• EXERCISE BRIEF
Filter the listing below down to the lines holding the word "users", and copy those lines.

• DATA FOR THE TASK
PR #1959, opened 2020-12-17
SA-1896: Release Scheduled Reports

kchu1337:
### What Changed

- Removed the flag 'allow_scheduled_reports'

### How To Test
 - Use an account without the feature flag.
 - Check that schedule report is an option in the '...' in the view all reports modal. 
 - Check that you can see the scheduled report modal from the /signals/analytics
 - Check that you can edit a report from the  scheduled report modal.
 - Check that you can create a report from the  scheduled report modal.

### To Do

- [ ] Remove feature flag in confluence doc.


src/pages/reportBuilder/helpers/scheduledReports.js
```diff
@@ -53,9 +53,11 @@ export const getDefaultValues = (scheduledReport, users) => {
...
   const formattedMinute = formatMinuteString(minute);
   const time = `${formattedHour}:${formattedMinute}`;
-  const fullRecipients = recipients.map(recipient => {
-    return users.find(({ name }) => name === recipient);
-  });
+  const fullRecipients = recipients
+    .map(recipient => {
+      return users.find(({ name }) => name === recipient);
+    })
+    .filter(Boolean);
```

• ANSWER BELOW
@@ -53,9 +53,11 @@ export const getDefaultValues = (scheduledReport, users) => {
-    return users.find(({ name }) => name === recipient);
+      return users.find(({ name }) => name === recipient);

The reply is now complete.